On Saturday 14th April, exactly thirty-three years ago, I was baptised by a Russian Orthodox priest in a church just outside Moscow.
That sentence is a real ice breaker on a first date, I can tell you.
I was doing my degree in Russian, Italian and Music at Swansea University, and as part of my time abroad I gained a place to study singing at the Moscow Conservatory. I was taught by Bella Andreyevna Rudenko, prima donna with the Bolshoi. Originally from Kiev, or as the BBC now say, Keeeev, she had a high squeaky voice, and was built like a Soviet tank. Bella was a party member from her strawberry blonde bouffant, to the tips of her frosted, fuchsia nails.
I spent the first month singing just three notes. ‘Abichka, she’d trill in her strong Ukrainian accent: ‘to be a great singer, you must have a strong foundation.’
It was quite a shock going from dancing to Groove is in the Heart clutching a plastic pint glass of snakebite & black in Cinderellas, to Bella’s strict, three note regime. Put it this way, if I had been doing a degree in flattening grass and partying, I definitely would have got a First.

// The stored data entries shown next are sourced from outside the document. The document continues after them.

PR #5153, opened 2016-04-11
[WiP] Fix position field management

yakky:
Still WiP, but when testing some API operations i found that position and path gets out of sync when not using the frontend editor.
Analysis is not completed yet, I guess there are better strategies to fix this

### DIFF
--- a/cms/admin/placeholderadmin.py
+++ b/cms/admin/placeholderadmin.py
@@ -283,7 +283,6 @@ class PlaceholderAdminMixin(object):
         plugin = CMSPlugin(language=language, plugin_type=plugin_type, position=position, placeholder=placeholder)
 
         if parent:
-            plugin.position = CMSPlugin.objects.filter(parent=parent).count()
             plugin.parent_id = parent.pk
         plugin.save()
         self.post_add_plugin(request, placeholder, plugin)
--- a/cms/models/pluginmodel.py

I lived with a wonderful family in a tiny flat in a suburb southwest of Moscow called Belyayevo. There were six of us: Katya, Yura, Dasha, Galina Pavlovna (the eighty-seven year old babushka), and an Airedale Terrier called Mordash. There were serious food shortages at that time, and the cold winter froze my bones, but I can honestly say that it was one of the very happiest times of my life.
The family priest was a man called Father Aleksandr Men*
I first saw him give a talk in a big hall in Moscow about, among other things, Iris Murdoch and Graham Greene. He was given written questions from the audience by a young intermediary.
As my time in Moscow went on, I learnt more about him. Father Men was born in Moscow to a Jewish family on 22 January 1935. He was baptised at six months along with his mother in the banned Catacomb Church, a branch of the Russian Orthodox Church that refused to cooperate with the Soviet authorities.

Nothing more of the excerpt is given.